▶ [Recorded information]
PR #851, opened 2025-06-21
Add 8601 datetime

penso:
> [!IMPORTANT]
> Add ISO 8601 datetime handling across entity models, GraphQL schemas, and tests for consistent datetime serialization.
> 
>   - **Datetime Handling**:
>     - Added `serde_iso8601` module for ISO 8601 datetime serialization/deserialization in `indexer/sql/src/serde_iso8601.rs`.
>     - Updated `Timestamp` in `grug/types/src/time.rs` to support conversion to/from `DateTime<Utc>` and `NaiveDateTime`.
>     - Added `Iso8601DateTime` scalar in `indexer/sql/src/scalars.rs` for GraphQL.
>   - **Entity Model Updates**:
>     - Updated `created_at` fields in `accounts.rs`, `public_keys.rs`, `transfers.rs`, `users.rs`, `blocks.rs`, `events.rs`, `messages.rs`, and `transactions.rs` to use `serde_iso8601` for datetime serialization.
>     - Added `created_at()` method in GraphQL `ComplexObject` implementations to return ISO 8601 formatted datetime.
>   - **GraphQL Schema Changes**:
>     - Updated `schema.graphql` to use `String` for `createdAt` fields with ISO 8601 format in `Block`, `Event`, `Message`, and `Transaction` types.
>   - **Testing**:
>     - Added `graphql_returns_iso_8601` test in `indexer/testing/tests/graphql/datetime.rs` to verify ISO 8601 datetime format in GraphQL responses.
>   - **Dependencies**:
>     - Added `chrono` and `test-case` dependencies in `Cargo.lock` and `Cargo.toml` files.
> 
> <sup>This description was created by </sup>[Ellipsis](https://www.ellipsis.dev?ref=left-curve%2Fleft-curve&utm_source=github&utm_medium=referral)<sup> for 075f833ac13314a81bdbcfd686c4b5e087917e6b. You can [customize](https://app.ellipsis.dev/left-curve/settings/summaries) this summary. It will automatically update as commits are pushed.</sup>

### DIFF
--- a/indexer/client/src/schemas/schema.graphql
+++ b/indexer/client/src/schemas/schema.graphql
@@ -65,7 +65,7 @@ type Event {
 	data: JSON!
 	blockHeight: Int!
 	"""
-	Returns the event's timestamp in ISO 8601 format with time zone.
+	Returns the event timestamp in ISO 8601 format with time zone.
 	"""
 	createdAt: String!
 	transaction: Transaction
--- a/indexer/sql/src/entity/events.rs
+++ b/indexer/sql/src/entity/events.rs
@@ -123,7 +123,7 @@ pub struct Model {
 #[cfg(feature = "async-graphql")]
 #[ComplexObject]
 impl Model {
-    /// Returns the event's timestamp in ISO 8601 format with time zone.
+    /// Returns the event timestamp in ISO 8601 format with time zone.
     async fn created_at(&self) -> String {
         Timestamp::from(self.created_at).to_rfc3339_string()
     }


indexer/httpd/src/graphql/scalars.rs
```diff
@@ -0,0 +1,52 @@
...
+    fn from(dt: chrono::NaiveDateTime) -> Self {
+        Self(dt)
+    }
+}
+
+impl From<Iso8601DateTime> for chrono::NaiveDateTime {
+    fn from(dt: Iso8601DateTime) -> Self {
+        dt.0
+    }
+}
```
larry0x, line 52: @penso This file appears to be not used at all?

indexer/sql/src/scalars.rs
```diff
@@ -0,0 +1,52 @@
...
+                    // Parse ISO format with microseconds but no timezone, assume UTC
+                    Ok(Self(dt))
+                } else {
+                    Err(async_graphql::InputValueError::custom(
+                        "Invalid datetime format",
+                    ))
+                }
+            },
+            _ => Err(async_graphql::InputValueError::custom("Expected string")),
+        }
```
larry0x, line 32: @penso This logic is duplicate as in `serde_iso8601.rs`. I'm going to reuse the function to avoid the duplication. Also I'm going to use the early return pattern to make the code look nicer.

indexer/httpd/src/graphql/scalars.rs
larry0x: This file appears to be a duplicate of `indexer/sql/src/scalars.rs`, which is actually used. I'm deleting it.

▶ [Exercise requirements] Write out every line in the data that holds the string "events".

▶ [Response to the task]
>     - Updated `created_at` fields in `accounts.rs`, `public_keys.rs`, `transfers.rs`, `users.rs`, `blocks.rs`, `events.rs`, `messages.rs`, and `transactions.rs` to use `serde_iso8601` for datetime serialization.
--- a/indexer/sql/src/entity/events.rs
+++ b/indexer/sql/src/entity/events.rs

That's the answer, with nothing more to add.